• **Exercise brief**: Give back exactly the lines of the material below, starting with the line with "Fix bug when" and going on through the line with "The fairshare is".
-- Opening Marker --
PR #4224, opened 2025-02-19
Add node allocated/allocatable metrics

JamesMurkin:
This PR adds a metrics for each node showing:
 - allocatable by resource type
 - allocated by resource type

This is useful as it allows us to:
 - See in detail what nodes/resources the scheduler thinks it is scheduling on.
   - Currently we only have aggregated values that are for the clusters view of the world, which doesn't always line up with that nodes the scheduler is scheduling on
 - Allows us to see fragmentation of the nodes by resource type


internal/scheduler/metrics/cycle_metrics.go
```diff
@@ -364,6 +388,24 @@ func (m *cycleMetrics) ReportSchedulerResult(result scheduling.SchedulerResult)
...
 		}
 
+		nodes, err := schedulingStats.NodeDb.GetNodes()
+		if err != nil {
+			log.Errorf("unable to generate node stats as failed to get nodes from nodeDb %s", err)
+		} else {
+			for _, node := range nodes {
+				isSchedulable := strconv.FormatBool(!node.IsUnschedulable())
+				for _, resource := range node.GetAllocatableResources().GetResources() {
+					currentCycle.nodeAllocatableResource.WithLabelValues(node.GetPool(), node.GetName(), node.GetExecutor(), node.GetReportingNodeType(), resource.Name, isSchedulable).Set(float64(resource.RawValue))
```
robertdavidsmith, line 398: `RawValue` needs to be scaled.

You can call `QuantityAsFloat64` defined [here](https://github.com/armadaproject/armada/blob/27cfc6ed1639ef6cdca266e2f5f6353176b7fb00/internal/common/resource/resource.go#L48) on resource.Value

d80tb7 (approved):

PR #4237, opened 2025-02-24
Fix filter button in queue table cells

mauriceyap:
Clicking the filter button next to a value for a queue name in the jobs table currently causes a runtime error. It sets the value of the filter to a string, whereas the queue filter expects an array of strings.


mauriceyap:
Duplicates #4223

PR #4240, opened 2025-02-25
Add typecheck command for Lookout UI

mauriceyap:
Currently, only the source code for the Lookout UI is typechecked with TypeScript. This happens as part of the build process (run using `yarn build`). Test code written in TypeScript is not currently typechecked as part of any CI or developer workflow, so type errors in test code are able to be committed without causing visible build failures.

This change introduces a new `yarn typecheck` command which simply runs `tsc`. The README has been updated to encourage developers to use this command during development. The command is also run in the existing *Tests* GitHub workflow, which will therefore now fail if there are typechecker errors.

### DIFF
--- a/.github/workflows/test.yml
+++ b/.github/workflows/test.yml
@@ -23,9 +23,9 @@ jobs:
           cache: yarn
           cache-dependency-path: ./internal/lookoutui/yarn.lock
 
-      - name: Install Dependencies And Run Unit Tests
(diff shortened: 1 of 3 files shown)


mauriceyap:
Verified that the change to the GitHub actions workflow works as intended in the check for this PR:
image

d80tb7 (approved):

PR #4248, opened 2025-02-27
Fix bug when calculating fairshare in CostBasedCandidateGangIterator 

JamesMurkin:
The fairshare is supposed to be how much "cost" the queue can have fairly, which is a weighted value

However we were instead passing the unweighted value, which is typically far smaller than the weighted cost
 - As the weight is a fraction

This meant the logic for ordering when queues were below their fairshare was never getting entered

This PR fixes how we calculate the fairshare for a queue to use the weighed value


internal/scheduler/scheduling/scheduling_algo_test.go
```diff
@@ -399,11 +399,12 @@ func TestSchedule(t *testing.T) {
 			schedulingConfig: testfixtures.TestSchedulingConfig(),
 			executors:        []*schedulerobjects.Executor{test1Node32CoreExecutor("executor1")},
 			queues:           []*api.Queue{{Name: "queue1", PriorityFactor: 0.01}, {Name: "queue2", PriorityFactor: 0.01}},
-			queuedJobs:       testfixtures.N32Cpu256GiJobs("queue2", testfixtures.PriorityClass0, 1),
+			queuedJobs:       testfixtures.N16Cpu128GiJobs("queue2", testfixtures.PriorityClass0, 1),
```
JamesMurkin, line 402: I believe this unit test was asserting the wrong thing

It was showing a queue above fairshare would kick a queue below fairshare out of the way - which isn't how it should work

I've inverted it, so the preempting queue is at fairshare and the preempted queue is above fairshare, so it now asserts the expected behaviour

robertdavidsmith (approved):

robertdavidsmith (approved):

PR #4267, opened 2025-03-07
Add armada_scheduler_job_seconds_lost_to_preemption metrics

JamesMurkin:
This metric will:
 - Show time lost to preemption
 - Have configurable job checkpoint times, and calculate time lost considering each different checkpoint time

This metric is useful to determine how much wastage preemption is causing and how much better/worse it'd be for different checkpoint times

At some point we'll make jobs tell us when they last checkpointed so we don't need a configurable list for estimations


internal/scheduler/metrics/state_metrics.go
-- Closing Marker --
• **Exercise output**:
Fix bug when calculating fairshare in CostBasedCandidateGangIterator 

JamesMurkin:
The fairshare is supposed to be how much "cost" the queue can have fairly, which is a weighted value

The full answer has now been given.